All of the data below is to be printed again exactly.

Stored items
________________________________________

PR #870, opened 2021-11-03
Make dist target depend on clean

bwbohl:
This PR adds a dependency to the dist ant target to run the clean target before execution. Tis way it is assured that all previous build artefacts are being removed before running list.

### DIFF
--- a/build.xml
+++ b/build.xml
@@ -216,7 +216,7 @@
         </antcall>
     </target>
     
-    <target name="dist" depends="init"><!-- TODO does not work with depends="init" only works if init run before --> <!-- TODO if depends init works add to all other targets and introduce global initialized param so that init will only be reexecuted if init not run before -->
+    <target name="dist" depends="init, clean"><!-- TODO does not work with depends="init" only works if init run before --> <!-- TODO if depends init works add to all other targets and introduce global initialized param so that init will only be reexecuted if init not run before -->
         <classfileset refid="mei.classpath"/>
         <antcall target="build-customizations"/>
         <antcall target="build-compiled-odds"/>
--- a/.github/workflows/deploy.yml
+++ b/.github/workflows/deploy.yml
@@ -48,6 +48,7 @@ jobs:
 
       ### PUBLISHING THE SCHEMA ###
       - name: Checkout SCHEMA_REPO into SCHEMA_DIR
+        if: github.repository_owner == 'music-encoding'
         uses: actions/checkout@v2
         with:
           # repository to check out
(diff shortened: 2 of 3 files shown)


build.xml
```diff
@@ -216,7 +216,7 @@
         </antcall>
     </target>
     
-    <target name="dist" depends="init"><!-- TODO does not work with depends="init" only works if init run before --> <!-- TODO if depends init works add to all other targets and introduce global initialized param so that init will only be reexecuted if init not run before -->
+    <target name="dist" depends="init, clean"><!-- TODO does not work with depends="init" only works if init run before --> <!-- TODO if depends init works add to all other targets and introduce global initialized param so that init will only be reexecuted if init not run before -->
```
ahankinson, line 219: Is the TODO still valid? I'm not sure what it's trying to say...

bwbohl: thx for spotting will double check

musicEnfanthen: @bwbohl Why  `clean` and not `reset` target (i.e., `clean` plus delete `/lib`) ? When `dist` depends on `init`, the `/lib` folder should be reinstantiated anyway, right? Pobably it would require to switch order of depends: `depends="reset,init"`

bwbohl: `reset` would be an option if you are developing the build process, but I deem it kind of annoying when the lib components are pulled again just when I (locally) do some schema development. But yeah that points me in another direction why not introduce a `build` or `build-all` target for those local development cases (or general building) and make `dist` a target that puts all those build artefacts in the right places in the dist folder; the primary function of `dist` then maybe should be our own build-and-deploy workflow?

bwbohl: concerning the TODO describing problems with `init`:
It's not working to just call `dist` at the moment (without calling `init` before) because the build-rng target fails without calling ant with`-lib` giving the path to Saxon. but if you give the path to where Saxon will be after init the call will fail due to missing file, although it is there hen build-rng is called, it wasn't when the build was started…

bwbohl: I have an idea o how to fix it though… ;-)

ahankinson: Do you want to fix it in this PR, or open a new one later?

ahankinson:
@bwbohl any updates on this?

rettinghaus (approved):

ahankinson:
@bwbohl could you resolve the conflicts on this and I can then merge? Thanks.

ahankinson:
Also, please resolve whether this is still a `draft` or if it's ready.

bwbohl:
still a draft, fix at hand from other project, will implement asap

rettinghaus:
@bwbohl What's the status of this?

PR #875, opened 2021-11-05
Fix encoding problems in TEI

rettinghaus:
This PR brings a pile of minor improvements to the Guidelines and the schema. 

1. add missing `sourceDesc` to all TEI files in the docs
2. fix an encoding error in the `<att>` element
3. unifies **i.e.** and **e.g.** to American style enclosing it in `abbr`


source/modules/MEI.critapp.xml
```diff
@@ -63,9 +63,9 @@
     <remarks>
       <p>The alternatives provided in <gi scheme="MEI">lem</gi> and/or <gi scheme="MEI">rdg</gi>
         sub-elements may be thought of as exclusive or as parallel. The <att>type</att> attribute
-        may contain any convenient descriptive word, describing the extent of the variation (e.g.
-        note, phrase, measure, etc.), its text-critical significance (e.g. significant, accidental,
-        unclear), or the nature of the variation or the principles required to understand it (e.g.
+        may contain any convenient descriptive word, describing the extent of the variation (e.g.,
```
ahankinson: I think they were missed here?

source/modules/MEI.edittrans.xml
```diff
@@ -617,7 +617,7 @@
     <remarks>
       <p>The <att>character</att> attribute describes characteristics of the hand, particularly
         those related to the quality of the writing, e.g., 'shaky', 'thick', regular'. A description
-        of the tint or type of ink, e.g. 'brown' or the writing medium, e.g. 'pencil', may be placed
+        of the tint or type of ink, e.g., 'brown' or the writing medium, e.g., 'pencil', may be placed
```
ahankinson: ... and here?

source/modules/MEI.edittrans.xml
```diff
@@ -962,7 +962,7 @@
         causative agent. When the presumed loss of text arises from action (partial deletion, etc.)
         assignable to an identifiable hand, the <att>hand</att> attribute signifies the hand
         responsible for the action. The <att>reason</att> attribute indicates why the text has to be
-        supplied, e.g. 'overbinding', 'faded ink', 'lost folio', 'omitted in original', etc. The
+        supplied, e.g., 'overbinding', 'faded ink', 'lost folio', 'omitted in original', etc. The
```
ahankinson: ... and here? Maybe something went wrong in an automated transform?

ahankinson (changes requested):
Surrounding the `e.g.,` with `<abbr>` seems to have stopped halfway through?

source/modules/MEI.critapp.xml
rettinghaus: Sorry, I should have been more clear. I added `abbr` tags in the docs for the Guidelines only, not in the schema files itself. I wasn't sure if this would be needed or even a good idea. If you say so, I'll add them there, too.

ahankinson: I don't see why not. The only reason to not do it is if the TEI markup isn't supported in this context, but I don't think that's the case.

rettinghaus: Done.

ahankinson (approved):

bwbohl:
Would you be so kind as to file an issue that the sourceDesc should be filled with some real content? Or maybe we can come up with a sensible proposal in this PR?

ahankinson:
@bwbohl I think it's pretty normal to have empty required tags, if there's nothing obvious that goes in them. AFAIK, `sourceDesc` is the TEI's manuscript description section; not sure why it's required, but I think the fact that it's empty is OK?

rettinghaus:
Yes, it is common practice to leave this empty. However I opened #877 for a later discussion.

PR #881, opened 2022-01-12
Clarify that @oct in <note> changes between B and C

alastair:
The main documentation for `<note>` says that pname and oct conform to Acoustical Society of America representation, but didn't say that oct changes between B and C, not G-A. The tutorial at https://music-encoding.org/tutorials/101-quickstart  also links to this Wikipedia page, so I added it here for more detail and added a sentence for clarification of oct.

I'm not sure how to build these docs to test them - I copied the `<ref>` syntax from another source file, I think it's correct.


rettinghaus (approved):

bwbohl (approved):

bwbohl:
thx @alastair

________________________________________

Answer to this task:
PR #870, opened 2021-11-03
Make dist target depend on clean

bwbohl:
This PR adds a dependency to the dist ant target to run the clean target before execution. Tis way it is assured that all previous build artefacts are being removed before running list.

### DIFF
--- a/build.xml
+++ b/build.xml
@@ -216,7 +216,7 @@
         </antcall>
     </target>
     
-    <target name="dist" depends="init"><!-- TODO does not work with depends="init" only works if init run before --> <!-- TODO if depends init works add to all other targets and introduce global initialized param so that init will only be reexecuted if init not run before -->
+    <target name="dist" depends="init, clean"><!-- TODO does not work with depends="init" only works if init run before --> <!-- TODO if depends init works add to all other targets and introduce global initialized param so that init will only be reexecuted if init not run before -->
         <classfileset refid="mei.classpath"/>
         <antcall target="build-customizations"/>
         <antcall target="build-compiled-odds"/>
--- a/.github/workflows/deploy.yml
+++ b/.github/workflows/deploy.yml
@@ -48,6 +48,7 @@ jobs:
 
       ### PUBLISHING THE SCHEMA ###
       - name: Checkout SCHEMA_REPO into SCHEMA_DIR
+        if: github.repository_owner == 'music-encoding'
         uses: actions/checkout@v2
         with:
           # repository to check out
(diff shortened: 2 of 3 files shown)


build.xml
```diff
@@ -216,7 +216,7 @@
         </antcall>
     </target>
     
-    <target name="dist" depends="init"><!-- TODO does not work with depends="init" only works if init run before --> <!-- TODO if depends init works add to all other targets and introduce global initialized param so that init will only be reexecuted if init not run before -->
+    <target name="dist" depends="init, clean"><!-- TODO does not work with depends="init" only works if init run before --> <!-- TODO if depends init works add to all other targets and introduce global initialized param so that init will only be reexecuted if init not run before -->
```
ahankinson, line 219: Is the TODO still valid? I'm not sure what it's trying to say...

bwbohl: thx for spotting will double check

musicEnfanthen: @bwbohl Why  `clean` and not `reset` target (i.e., `clean` plus delete `/lib`) ? When `dist` depends on `init`, the `/lib` folder should be reinstantiated anyway, right? Pobably it would require to switch order of depends: `depends="reset,init"`

bwbohl: `reset` would be an option if you are developing the build process, but I deem it kind of annoying when the lib components are pulled again just when I (locally) do some schema development. But yeah that points me in another direction why not introduce a `build` or `build-all` target for those local development cases (or general building) and make `dist` a target that puts all those build artefacts in the right places in the dist folder; the primary function of `dist` then maybe should be our own build-and-deploy workflow?

bwbohl: concerning the TODO describing problems with `init`:
It's not working to just call `dist` at the moment (without calling `init` before) because the build-rng target fails without calling ant with`-lib` giving the path to Saxon. but if you give the path to where Saxon will be after init the call will fail due to missing file, although it is there hen build-rng is called, it wasn't when the build was started…

bwbohl: I have an idea o how to fix it though… ;-)

ahankinson: Do you want to fix it in this PR, or open a new one later?

ahankinson:
@bwbohl any updates on this?

rettinghaus (approved):

ahankinson:
@bwbohl could you resolve the conflicts on this and I can then merge? Thanks.

ahankinson:
Also, please resolve whether this is still a `draft` or if it's ready.

bwbohl:
still a draft, fix at hand from other project, will implement asap

rettinghaus:
@bwbohl What's the status of this?

PR #875, opened 2021-11-05
Fix encoding problems in TEI

rettinghaus:
This PR brings a pile of minor improvements to the Guidelines and the schema. 

1. add missing `sourceDesc` to all TEI files in the docs
2. fix an encoding error in the `<att>` element
3. unifies **i.e.** and **e.g.** to American style enclosing it in `abbr`


source/modules/MEI.critapp.xml
```diff
@@ -63,9 +63,9 @@
     <remarks>
       <p>The alternatives provided in <gi scheme="MEI">lem</gi> and/or <gi scheme="MEI">rdg</gi>
         sub-elements may be thought of as exclusive or as parallel. The <att>type</att> attribute
-        may contain any convenient descriptive word, describing the extent of the variation (e.g.
-        note, phrase, measure, etc.), its text-critical significance (e.g. significant, accidental,
-        unclear), or the nature of the variation or the principles required to understand it (e.g.
+        may contain any convenient descriptive word, describing the extent of the variation (e.g.,
```
ahankinson: I think they were missed here?

source/modules/MEI.edittrans.xml
```diff
@@ -617,7 +617,7 @@
     <remarks>
       <p>The <att>character</att> attribute describes characteristics of the hand, particularly
         those related to the quality of the writing, e.g., 'shaky', 'thick', regular'. A description
-        of the tint or type of ink, e.g. 'brown' or the writing medium, e.g. 'pencil', may be placed
+        of the tint or type of ink, e.g., 'brown' or the writing medium, e.g., 'pencil', may be placed
```
ahankinson: ... and here?

source/modules/MEI.edittrans.xml
```diff
@@ -962,7 +962,7 @@
         causative agent. When the presumed loss of text arises from action (partial deletion, etc.)
         assignable to an identifiable hand, the <att>hand</att> attribute signifies the hand
         responsible for the action. The <att>reason</att> attribute indicates why the text has to be
-        supplied, e.g. 'overbinding', 'faded ink', 'lost folio', 'omitted in original', etc. The
+        supplied, e.g., 'overbinding', 'faded ink', 'lost folio', 'omitted in original', etc. The
```
ahankinson: ... and here? Maybe something went wrong in an automated transform?

ahankinson (changes requested):
Surrounding the `e.g.,` with `<abbr>` seems to have stopped halfway through?

source/modules/MEI.critapp.xml
rettinghaus: Sorry, I should have been more clear. I added `abbr` tags in the docs for the Guidelines only, not in the schema files itself. I wasn't sure if this would be needed or even a good idea. If you say so, I'll add them there, too.

ahankinson: I don't see why not. The only reason to not do it is if the TEI markup isn't supported in this context, but I don't think that's the case.

rettinghaus: Done.

ahankinson (approved):

bwbohl:
Would you be so kind as to file an issue that the sourceDesc should be filled with some real content? Or maybe we can come up with a sensible proposal in this PR?

ahankinson:
@bwbohl I think it's pretty normal to have empty required tags, if there's nothing obvious that goes in them. AFAIK, `sourceDesc` is the TEI's manuscript description section; not sure why it's required, but I think the fact that it's empty is OK?

rettinghaus:
Yes, it is common practice to leave this empty. However I opened #877 for a later discussion.

PR #881, opened 2022-01-12
Clarify that @oct in <note> changes between B and C

alastair:
The main documentation for `<note>` says that pname and oct conform to Acoustical Society of America representation, but didn't say that oct changes between B and C, not G-A. The tutorial at https://music-encoding.org/tutorials/101-quickstart  also links to this Wikipedia page, so I added it here for more detail and added a sentence for clarification of oct.

I'm not sure how to build these docs to test them - I copied the `<ref>` syntax from another source file, I think it's correct.


rettinghaus (approved):

bwbohl (approved):

bwbohl:
thx @alastair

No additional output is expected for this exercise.